AnnaLisa is a member of The Motley Fool Blog Network -- entries represent the personal opinion of the blogger and are not formally edited.
Before the FDA, before the proliferation of local health inspectors and the USDA, grocery shopping at the general store was a dirty business…literally dirty. Your counterman would cut the meat then without wiping his hands grab you some pickles from the communal pickle barrel. Flies and other vermin feasted on unprotected staples like flour, sugar, and molasses. As for the rest of the food everybody had their hand in, again literally.
The Quiet Revolution
Then came a revolution, a very quiet revolution caused by paper, cardboard, plastic, and tin. In the book ‘Eating in America’, a gastronomic history, Waverly Root and Richard de Rochemont wrote of this revolution, “Packaging is an almost mystical concept which for the unimaginative may mean nothing more than enveloping food in some sort of covering; but for the philosophically inclined, what is essential about packaging is that it brings shape out of formlessness.” And hygiene out of pestilence, I might add.
These words should be on the front of every food packaging company’s annual report, maybe even carved on the portals of their corporate headquarters.
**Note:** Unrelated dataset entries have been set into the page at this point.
PR #2546, opened 2026-05-27
Fix spurious twist in sweep_polygon along curved 3D paths

### LINKED ISSUE #2448: sweep_polygon creates twisted/self-intersecting mesh in certain cases
**Describe the bug**
When using `trimesh.creation.sweep_polygon` to extrude a polygon along a path, the resulting mesh sometimes contains twisted or self-intersecting faces. This leads to invalid or distorted geometry.

---

**Code to Reproduce**

```python
import numpy as np
import trimesh
from shapely.geometry import Polygon

def _regular_ngon_2d(n_sides: int, radius: float, start_angle: float = 0.0) -> np.ndarray:
    angles = np.linspace(0.0 + start_angle, 2*np.pi + start_angle, n_sides, endpoint=False)
    x = radius * np.cos(angles)
    y = radius * np.sin(angles)
    return np.column_stack([x, y])  # (N,2)

polygon_2d = _regular_ngon_2d(n_sides=5, radius=0.1)

polygon_2d = Polygon(polygon_2d)  # Convert numpy array to shapely Polygon

polyline = np.array([
    [-0.4844,  0.541 ,  0.0815],
    [-0.6675,  0.811 ,  0.4648],
    [-0.5557,  0.9077,  0.627 ],
    [-0.3574,  0.977 ,  0.723 ],
    [-0.1116,  1.001 ,  0.7   ],
    [ 0.1598,  0.973 ,  0.5425],
    [ 0.2084,  0.676 ,  0.1472]]
)

mesh = trimesh.creation.sweep_polygon(polygon_2d, path=polyline, cap=True, connect=False)

mesh.export('sweep_test.obj')
```

---

**Expected behavior**
The mesh should follow the sweep path smoothly, with faces aligned, and without twisted or self-intersecting geometry.

---

**Actual behavior**

* The generated mesh is visibly twisted and contains distorted faces.
* See attached screenshot for visualization:

Image

---

**Environment (please complete the following):**

* OS: Ubuntu 22.04
* Python version: 3.10
* trimesh version: 4.7.4

---

**Additional context**
It looks like the frame/orientation computation along the sweep path might not be consistent, which causes polygons to flip or rotate unexpectedly.

gaoflow:
## Summary

Fixes #2448: `trimesh.creation.sweep_polygon` produced a mesh whose cross section spuriously **twists** about the path when sweeping along a curved 3D path, even with no per-vertex `angles` requested — leading to distorted / self-intersecting geometry.

## Root cause

Each slice's coordinate frame was built **independently** from its plane normal via spherical coordinates:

The essential American desire for sanitary food and personal property as theorized by Rich Cohen in his book about Sweet and Low, the sweetener company, “Sweet and Low: A Family History” was crucial to the success of his family’s company. In his view it wasn’t merely the desire to stay slim but the actual individually wrapped packets that appealed so strongly to Americans, hygienic yet personal.
If you have travelled widely you may have seen grocers in other countries still operating the old-fashioned way and were appalled. It’s just the multi-decade trends of germophobia and the all-American desire to ’have one of my own’ operating in your head.
This should sound sweetest to the ears of publicly traded packaging companies like International Paper Company (NYSE: IP) and Packaging Corp. of America (NYSE: PKG) and the manufacturers of candy, snacks and just about every packaged food in the grocery store and indirectly to oil companies (think plastics). Maybe you were taught that sharing is caring in kindergarten but Americans don’t really want to and the smartest companies know this. When was the last time anyone handed out apples or homemade popcorn balls at Halloween? Who in their right mind would allow their children to eat them?
At least three companies are profiting in a very quiet way from these trends, the aforementioned International Paper and packaging Corp. of America as well as The Hershey Company (NYSE: HSY). Any company that can more successfully make clean and sanitary individual portions of food products is also sailing high.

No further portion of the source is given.